▸ **Exercise details**
Which lines of the data contain the string "fails"? Copy every one of them.

▸ **Materials provided**
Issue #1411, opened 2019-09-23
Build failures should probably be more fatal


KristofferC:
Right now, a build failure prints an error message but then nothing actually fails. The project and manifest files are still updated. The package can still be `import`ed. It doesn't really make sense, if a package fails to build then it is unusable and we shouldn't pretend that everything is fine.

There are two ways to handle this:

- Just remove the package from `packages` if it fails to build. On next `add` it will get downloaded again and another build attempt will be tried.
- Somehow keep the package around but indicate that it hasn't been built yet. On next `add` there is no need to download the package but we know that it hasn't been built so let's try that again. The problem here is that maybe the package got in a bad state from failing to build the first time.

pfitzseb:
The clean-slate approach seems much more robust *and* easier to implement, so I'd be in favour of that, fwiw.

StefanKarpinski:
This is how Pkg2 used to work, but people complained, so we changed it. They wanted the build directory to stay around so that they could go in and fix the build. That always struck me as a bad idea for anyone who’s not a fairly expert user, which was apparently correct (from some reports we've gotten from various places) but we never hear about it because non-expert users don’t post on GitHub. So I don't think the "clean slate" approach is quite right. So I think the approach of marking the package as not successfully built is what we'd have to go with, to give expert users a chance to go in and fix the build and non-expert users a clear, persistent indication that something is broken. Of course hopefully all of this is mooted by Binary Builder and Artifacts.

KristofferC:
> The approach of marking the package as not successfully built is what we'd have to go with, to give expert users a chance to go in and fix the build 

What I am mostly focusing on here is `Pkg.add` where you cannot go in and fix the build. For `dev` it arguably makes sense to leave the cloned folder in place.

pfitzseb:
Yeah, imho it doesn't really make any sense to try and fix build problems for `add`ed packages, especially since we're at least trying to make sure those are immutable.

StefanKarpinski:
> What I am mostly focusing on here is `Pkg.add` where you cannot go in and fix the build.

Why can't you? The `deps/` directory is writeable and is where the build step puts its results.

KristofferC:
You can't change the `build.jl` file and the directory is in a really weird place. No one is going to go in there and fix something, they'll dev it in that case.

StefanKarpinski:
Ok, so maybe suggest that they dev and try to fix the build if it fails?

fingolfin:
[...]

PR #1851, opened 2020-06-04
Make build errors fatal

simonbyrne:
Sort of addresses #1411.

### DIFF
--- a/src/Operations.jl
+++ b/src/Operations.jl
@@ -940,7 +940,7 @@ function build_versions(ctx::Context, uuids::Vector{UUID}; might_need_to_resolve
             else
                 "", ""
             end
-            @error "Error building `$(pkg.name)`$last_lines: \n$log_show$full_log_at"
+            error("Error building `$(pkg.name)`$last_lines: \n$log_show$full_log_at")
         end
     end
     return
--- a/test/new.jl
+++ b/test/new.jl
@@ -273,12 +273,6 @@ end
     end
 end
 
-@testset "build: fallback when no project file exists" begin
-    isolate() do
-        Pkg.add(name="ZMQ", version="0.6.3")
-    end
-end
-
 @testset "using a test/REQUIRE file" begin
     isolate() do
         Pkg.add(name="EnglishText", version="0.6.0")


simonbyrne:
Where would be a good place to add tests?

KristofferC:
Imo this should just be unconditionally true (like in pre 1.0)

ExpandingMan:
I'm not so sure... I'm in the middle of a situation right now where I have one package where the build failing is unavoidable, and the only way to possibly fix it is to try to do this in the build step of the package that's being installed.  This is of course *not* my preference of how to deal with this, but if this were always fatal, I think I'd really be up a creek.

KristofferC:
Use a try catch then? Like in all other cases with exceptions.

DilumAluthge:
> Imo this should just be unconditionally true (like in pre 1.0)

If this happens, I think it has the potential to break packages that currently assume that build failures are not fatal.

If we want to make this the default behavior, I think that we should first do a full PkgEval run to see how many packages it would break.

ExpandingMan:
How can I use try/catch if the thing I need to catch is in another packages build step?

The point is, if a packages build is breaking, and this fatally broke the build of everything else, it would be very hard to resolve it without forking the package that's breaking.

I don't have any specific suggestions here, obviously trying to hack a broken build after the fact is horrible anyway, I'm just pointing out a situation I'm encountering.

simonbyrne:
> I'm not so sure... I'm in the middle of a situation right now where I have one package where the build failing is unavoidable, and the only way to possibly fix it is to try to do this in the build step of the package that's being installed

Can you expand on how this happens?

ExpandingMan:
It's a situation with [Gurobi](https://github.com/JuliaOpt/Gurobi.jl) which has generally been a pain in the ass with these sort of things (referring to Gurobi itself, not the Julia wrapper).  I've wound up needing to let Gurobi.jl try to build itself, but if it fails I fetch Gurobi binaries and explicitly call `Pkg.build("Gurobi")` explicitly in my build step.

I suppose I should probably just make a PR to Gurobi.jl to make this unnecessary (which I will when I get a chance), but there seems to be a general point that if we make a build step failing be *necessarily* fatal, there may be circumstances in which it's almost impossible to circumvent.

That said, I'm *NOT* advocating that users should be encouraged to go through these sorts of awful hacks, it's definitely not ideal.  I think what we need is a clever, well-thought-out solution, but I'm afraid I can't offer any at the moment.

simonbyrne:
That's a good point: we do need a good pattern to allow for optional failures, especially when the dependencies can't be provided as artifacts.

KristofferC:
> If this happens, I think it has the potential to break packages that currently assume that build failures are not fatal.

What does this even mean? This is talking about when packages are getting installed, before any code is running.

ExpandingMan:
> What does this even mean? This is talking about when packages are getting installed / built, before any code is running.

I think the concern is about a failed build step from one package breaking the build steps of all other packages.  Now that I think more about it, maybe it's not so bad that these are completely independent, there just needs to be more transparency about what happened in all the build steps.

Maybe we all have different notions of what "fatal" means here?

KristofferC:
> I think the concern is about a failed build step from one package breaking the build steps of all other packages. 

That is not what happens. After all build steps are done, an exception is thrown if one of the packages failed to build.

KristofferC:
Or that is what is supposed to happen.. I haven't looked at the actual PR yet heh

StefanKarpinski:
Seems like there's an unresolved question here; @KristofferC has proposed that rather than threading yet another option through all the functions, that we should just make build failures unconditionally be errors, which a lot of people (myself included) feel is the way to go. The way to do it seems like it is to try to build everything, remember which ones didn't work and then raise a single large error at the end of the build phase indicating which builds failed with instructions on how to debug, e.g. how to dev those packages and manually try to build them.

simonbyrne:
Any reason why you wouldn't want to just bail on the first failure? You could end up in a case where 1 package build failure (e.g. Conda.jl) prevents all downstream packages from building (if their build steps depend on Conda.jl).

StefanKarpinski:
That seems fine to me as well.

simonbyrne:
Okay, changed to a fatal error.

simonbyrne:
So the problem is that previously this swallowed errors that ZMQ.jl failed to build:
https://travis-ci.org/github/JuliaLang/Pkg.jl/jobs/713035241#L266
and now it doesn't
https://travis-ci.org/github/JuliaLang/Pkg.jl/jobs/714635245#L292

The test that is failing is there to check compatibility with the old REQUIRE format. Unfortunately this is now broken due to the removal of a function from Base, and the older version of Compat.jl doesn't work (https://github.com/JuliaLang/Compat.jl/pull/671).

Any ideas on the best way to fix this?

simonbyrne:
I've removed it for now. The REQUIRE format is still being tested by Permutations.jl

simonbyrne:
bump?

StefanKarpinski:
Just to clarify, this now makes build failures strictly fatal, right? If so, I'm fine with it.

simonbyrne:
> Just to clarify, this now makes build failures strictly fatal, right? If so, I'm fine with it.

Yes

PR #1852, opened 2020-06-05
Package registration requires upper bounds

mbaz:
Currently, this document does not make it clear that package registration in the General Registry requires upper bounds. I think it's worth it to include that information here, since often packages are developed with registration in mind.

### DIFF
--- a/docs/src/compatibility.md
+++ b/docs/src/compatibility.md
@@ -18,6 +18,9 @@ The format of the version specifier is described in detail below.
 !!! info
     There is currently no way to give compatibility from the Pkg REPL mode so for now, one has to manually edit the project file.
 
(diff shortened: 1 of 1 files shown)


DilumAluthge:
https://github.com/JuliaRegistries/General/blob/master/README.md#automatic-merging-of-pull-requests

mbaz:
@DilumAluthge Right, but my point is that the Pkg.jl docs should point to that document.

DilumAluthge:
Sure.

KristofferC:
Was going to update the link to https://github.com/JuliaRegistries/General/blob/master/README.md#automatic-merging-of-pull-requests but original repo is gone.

▸ **Completed task**
Right now, a build failure prints an error message but then nothing actually fails. The project and manifest files are still updated. The package can still be `import`ed. It doesn't really make sense, if a package fails to build then it is unusable and we shouldn't pretend that everything is fine.
- Just remove the package from `packages` if it fails to build. On next `add` it will get downloaded again and another build attempt will be tried.
Ok, so maybe suggest that they dev and try to fix the build if it fails?
It's a situation with [Gurobi](https://github.com/JuliaOpt/Gurobi.jl) which has generally been a pain in the ass with these sort of things (referring to Gurobi itself, not the Julia wrapper).  I've wound up needing to let Gurobi.jl try to build itself, but if it fails I fetch Gurobi binaries and explicitly call `Pkg.build("Gurobi")` explicitly in my build step.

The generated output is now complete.